- WORKING DATA
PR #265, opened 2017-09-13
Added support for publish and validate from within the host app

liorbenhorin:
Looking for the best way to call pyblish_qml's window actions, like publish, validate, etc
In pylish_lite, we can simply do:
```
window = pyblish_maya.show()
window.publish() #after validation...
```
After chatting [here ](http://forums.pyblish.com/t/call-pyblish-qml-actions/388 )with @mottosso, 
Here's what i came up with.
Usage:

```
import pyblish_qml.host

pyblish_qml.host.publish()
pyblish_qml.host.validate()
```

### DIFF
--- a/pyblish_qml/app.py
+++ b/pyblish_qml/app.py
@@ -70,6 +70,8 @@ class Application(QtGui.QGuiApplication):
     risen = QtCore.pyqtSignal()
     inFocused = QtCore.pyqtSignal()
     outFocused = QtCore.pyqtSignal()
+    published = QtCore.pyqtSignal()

- TASK TO CARRY OUT
Retype exactly. Start at the line with "--- a/pyblish_qml/app.py" and stop at the last line of the data.

- WRITTEN ANSWER
--- a/pyblish_qml/app.py
+++ b/pyblish_qml/app.py
@@ -70,6 +70,8 @@ class Application(QtGui.QGuiApplication):
     risen = QtCore.pyqtSignal()
     inFocused = QtCore.pyqtSignal()
     outFocused = QtCore.pyqtSignal()
+    published = QtCore.pyqtSignal()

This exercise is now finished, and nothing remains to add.